Mon grand-père maternel passe quelques jours voir mes parents. Je n’arrive pas à imaginer cet homme dans les rues de Paris. Le père de ma mère, je ne peux le projeter qu’au Liban, dans ce pays chaud où il peut ressembler au paysan élégant qu’il était. Même pour travailler la terre, il était tiré à quatre épingles, vêtu de son pantalon à revers, sa flanelle sans manches et par-dessus sa chemise bleue qu’il insérait dans son pantalon. Sur sa tête trônait son chapeau en paille qui ne le quittait jamais. À ses pieds, de belles chaussures. Employé chez le cordonnier Bata, il rentrait souvent de la boutique avec de nouvelles paires pour la famille.

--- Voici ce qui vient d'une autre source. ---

PR #150, opened 2015-07-22
Updates to taurus initialization script

oxtopus:
This initializes a pair of instances to the point of being able to run tests!  cc @jcasner


taurus/pipeline/scripts/initialize-remote-taurus-servers.sh
```diff
@@ -20,54 +20,217 @@
...
+This script will push the local numenta-apps repository to the remote Taurus
+instances, and reset to the commit sha specified in \$COMMIT_SHA.  The
+requisite python packages will be installed, configuration commands executed,
+and services started.  The end result upon successful completion of this script
+(as evidenced by a return code of 0), will be a fully configured, and running
+pair of Taurus instances suitable for use and/or testing.
+"
+
+if [ "${1}" == "-h" ]; then
+  echo "$USAGE"
```
jcasner: s/`"$USAGE"`/`"${USAGE}"`

taurus/pipeline/scripts/initialize-remote-taurus-servers.sh
```diff
@@ -20,54 +20,217 @@
...
+  exit 0
+fi
 
 set -o errexit
 set -o pipefail
-set -o verbose
 set -o nounset
+set -o verbose
```
jcasner: Considering using a `DEBUG` flag - either as an env var or a command line param - to turn on `verbose` mode

taurus/pipeline/scripts/initialize-remote-taurus-servers.sh
```diff
@@ -20,54 +20,217 @@
...
+  ssh -v -t "${TAURUS_SERVER_USER}"@"${TAURUS_SERVER_HOST}" \
+    "mkdir -p /opt/numenta/products/taurus/conf/ssl"
 
-  # Sync git histories with taurus server
-  git fetch "${TAURUS_SERVER_USER}"@"${TAURUS_SERVER_HOST}":/opt/numenta/products
-  git push "${TAURUS_SERVER_USER}"@"${TAURUS_SERVER_HOST}":/opt/numenta/products HEAD
+  # Generate env.sh credential files, to be copied to respective remote
+  # instances later
+  echo "
+    export PATH=/opt/numenta/anaconda/bin:\$PATH
```
jcasner: I don't think you need the `\` before the `$` here.  I think it should be s/`\$PATH``/${PATH}`

taurus/pipeline/scripts/initialize-remote-taurus-servers.sh
```diff
@@ -20,54 +20,217 @@
...
+    export PYTHONPATH=/opt/numenta/anaconda/lib/python2.7/site-packages:\$PYTHONPATH
```
jcasner: s/`\$PYTHONPATH`/`${PYTHONPATH}`

taurus/pipeline/scripts/initialize-remote-taurus-servers.sh
```diff
@@ -20,54 +20,217 @@
...
+    export ERROR_REPORT_EMAIL_SENDER_ADDRESS=${ERROR_REPORT_EMAIL_SENDER_ADDRESS}
+    export ERROR_REPORT_EMAIL_SES_ENDPOINT=${ERROR_REPORT_EMAIL_SES_ENDPOINT}
+    export AWS_ACCESS_KEY_ID=${AWS_ACCESS_KEY_ID}
+    export AWS_SECRET_ACCESS_KEY=${AWS_SECRET_ACCESS_KEY}" | \
+    sed -e 's/^[ \t]*//' > \
+    taurus/pipeline/scripts/taurus.metric_collectors-env.sh
 
-  # Reset server state, apply database schema, start taurus services
+  echo "
+    export PATH=/opt/numenta/anaconda/bin:\$PATH
```
jcasner: s/`\$PATH`/`${PATH}`

taurus/pipeline/scripts/initialize-remote-taurus-servers.sh
```diff
@@ -20,54 +20,217 @@
...
+    export PYTHONPATH=/opt/numenta/anaconda/lib/python2.7/site-packages:\$PYTHONPATH
```
jcasner: s/`\$PYTHONPATH`/`${PYTHONPATH}`

taurus/pipeline/scripts/initialize-remote-taurus-servers.sh
```diff
@@ -20,54 +20,217 @@
...
   ssh -v -t "${TAURUS_SERVER_USER}"@"${TAURUS_SERVER_HOST}" \
     "cd /opt/numenta/products &&
-     git reset --hard ${COMMIT_SHA} &&
-     ./install-taurus.sh /opt/numenta/anaconda/lib/python2.7/site-packages /opt/numenta/anaconda/bin &&
-     cd /opt/numenta/products/taurus/taurus/repository &&
+     ./install-taurus.sh \
+        /opt/numenta/anaconda/lib/python2.7/site-packages \
+        /opt/numenta/anaconda/bin &&
+     taurus-set-rabbitmq \
+        --host=127.0.0.1 \
```
jcasner: Should we also use a `RABBITMQ_HOST` as we've done for MySQL?  In Staging and Production, for example, we use a remote server...

taurus/pipeline/scripts/initialize-remote-taurus-servers.sh
```diff
@@ -20,54 +20,217 @@
...
+  ssh -v -t "${TAURUS_SERVER_USER}"@"${TAURUS_SERVER_HOST}" \
+    "cd /opt/numenta/products &&
+     git reset --hard ${COMMIT_SHA}"
+
+  # Sync git histories with taurus collector for current HEAD
+  git push --force \
+    "${TAURUS_COLLECTOR_USER}"@"${TAURUS_COLLECTOR_HOST}":/opt/numenta/products \
+    `git rev-parse --abbrev-ref HEAD`
+
+  # Reset server state
```
jcasner: s/`server`/`collector`

taurus/pipeline/scripts/initialize-remote-taurus-servers.sh
```diff
@@ -20,54 +20,217 @@
...
-  # Return metric collector to active state
+exit 0;
+
+  # Reset metric collector state, apply database schema updates
   ssh -v -t "${TAURUS_COLLECTOR_USER}"@"${TAURUS_COLLECTOR_HOST}" \
-    "taurus-collectors-set-opmode active
-     cd /opt/numenta/products/taurus.metric_collectors/
-     supervisorctl -s http://127.0.0.1:8001 restart all"
+    "cd /opt/numenta/products &&
+     git reset --hard ${COMMIT_SHA} &&
```
jcasner: This seems redundant with line 130

taurus/pipeline/scripts/overrides/taurus/conf/nginx-taurus.conf
```diff
@@ -0,0 +1,80 @@
...
+    add_header "X-UA-Compatible" "IE=edge";
+
+    # Some endpoints require non-secure http access.  Create special-case
+    # location directives, and redirect everything else to the https-equivalent
+    # endpoint.  Note: = (exact match) and ^~ (prefix match) instruct nginx to
+    # stop searching for a match if one is found.
+    #
+    # See http://wiki.nginx.org/HttpCoreModule#location
+
+    location ^~ /_annotations {
```
jcasner: Do we need the `_annotations` end point in Taurus?

taurus/pipeline/scripts/overrides/taurus/conf/ssl/localhost.key
```diff
@@ -0,0 +1,15 @@
+-----BEGIN RSA PRIVATE KEY-----
```
jcasner: What is this private key?  For SSH communication between collector and server?

jcasner:
@oxtopus I'm finished with this round of review.

taurus/pipeline/scripts/initialize-remote-taurus-servers.sh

Je n’ai retrouvé qu’une seule photographie du séjour qu’il a effectué à Paris où il posait devant l’Arc de triomphe avec mon père (toujours le doigt d’honneur levé et des journaux à la main) et ses deux cousins venus d’Afrique, de passage aussi en France. Mon grand-père maternel est encore plus élégant qu’à son habitude, son costume était impeccable, parfaitement coupé et repassé mais il a le visage renfrogné des mauvais jours.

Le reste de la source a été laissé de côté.